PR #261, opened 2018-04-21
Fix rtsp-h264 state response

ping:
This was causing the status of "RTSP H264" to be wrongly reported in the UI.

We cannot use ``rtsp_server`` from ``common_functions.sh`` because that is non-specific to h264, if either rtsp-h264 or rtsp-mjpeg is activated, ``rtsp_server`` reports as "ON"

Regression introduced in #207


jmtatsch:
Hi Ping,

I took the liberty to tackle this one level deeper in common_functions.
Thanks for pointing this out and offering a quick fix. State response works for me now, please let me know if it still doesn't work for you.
---
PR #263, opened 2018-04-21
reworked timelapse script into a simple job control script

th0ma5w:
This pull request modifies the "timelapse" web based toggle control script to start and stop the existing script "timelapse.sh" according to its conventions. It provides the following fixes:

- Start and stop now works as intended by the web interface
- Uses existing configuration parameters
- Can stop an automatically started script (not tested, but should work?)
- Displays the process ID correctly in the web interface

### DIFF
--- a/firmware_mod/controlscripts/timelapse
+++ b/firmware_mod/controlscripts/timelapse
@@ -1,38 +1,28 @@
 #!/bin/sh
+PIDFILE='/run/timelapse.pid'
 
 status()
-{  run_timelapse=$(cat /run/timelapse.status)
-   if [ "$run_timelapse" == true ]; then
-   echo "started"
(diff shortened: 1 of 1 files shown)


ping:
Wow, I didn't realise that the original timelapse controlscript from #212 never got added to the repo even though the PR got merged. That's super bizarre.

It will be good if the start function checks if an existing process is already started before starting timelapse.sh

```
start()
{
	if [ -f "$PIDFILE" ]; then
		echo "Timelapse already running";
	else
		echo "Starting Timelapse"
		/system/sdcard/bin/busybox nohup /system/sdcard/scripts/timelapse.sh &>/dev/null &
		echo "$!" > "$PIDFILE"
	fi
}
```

(WHAT IS REQUIRED): From the entries above, copy each line that holds "echo".

(RESPONSE):
-   echo "started"
		echo "Timelapse already running";
		echo "Starting Timelapse"
		echo "$!" > "$PIDFILE"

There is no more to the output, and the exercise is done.